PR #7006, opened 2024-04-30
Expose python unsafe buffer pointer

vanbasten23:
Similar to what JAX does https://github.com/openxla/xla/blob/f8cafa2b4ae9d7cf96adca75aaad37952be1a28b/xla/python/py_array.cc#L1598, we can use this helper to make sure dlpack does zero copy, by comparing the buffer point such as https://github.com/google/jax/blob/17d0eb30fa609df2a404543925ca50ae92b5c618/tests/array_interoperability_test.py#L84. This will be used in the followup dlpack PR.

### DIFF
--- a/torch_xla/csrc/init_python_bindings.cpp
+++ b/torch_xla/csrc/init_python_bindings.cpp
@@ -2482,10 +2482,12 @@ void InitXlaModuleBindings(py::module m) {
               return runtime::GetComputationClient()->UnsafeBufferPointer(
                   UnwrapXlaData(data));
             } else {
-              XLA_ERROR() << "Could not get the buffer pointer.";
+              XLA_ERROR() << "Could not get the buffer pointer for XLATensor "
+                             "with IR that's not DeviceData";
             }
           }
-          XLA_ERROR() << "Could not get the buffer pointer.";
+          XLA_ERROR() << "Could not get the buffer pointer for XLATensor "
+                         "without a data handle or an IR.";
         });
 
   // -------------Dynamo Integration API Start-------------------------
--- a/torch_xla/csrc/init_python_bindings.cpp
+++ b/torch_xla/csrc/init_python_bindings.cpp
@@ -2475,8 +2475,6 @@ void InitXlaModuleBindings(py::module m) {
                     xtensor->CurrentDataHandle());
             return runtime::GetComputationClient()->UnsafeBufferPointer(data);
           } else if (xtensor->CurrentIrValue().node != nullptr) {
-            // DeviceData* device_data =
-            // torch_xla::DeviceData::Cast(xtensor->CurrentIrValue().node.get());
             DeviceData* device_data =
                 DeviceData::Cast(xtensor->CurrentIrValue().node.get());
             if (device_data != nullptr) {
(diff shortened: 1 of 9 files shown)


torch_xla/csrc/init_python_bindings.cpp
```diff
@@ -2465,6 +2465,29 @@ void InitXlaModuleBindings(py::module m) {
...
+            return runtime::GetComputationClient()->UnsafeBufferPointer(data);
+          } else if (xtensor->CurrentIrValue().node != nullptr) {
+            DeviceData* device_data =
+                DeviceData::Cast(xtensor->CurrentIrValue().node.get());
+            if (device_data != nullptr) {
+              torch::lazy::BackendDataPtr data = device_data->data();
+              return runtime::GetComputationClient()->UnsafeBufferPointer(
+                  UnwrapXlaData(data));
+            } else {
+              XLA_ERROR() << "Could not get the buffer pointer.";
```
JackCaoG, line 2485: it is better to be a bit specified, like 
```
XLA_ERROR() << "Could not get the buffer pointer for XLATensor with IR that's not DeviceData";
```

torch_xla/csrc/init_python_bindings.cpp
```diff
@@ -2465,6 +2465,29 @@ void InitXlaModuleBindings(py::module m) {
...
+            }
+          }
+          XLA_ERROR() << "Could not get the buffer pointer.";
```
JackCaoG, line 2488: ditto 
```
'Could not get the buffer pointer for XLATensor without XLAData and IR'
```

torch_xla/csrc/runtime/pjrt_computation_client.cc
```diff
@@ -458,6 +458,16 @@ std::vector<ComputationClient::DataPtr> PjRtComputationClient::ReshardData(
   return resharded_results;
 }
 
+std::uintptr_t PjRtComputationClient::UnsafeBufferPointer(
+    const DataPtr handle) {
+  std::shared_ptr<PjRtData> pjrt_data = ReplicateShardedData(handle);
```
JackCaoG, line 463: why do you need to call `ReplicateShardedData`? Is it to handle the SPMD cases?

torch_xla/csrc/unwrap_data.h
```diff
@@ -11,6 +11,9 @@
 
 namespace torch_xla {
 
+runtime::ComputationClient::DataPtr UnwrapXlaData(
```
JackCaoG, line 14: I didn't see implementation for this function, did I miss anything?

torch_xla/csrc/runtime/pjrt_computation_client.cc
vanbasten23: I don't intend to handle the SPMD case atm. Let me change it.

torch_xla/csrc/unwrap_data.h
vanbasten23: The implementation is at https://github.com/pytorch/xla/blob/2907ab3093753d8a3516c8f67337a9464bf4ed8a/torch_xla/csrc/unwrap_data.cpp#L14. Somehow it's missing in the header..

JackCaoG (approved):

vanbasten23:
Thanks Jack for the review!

· · · · · · ·

> _Directions for this task_
Scan the material above for lines that contain the string "module", and copy each such line.

> _Task response_
@@ -2482,10 +2482,12 @@ void InitXlaModuleBindings(py::module m) {
@@ -2475,8 +2475,6 @@ void InitXlaModuleBindings(py::module m) {
@@ -2465,6 +2465,29 @@ void InitXlaModuleBindings(py::module m) {
@@ -2465,6 +2465,29 @@ void InitXlaModuleBindings(py::module m) {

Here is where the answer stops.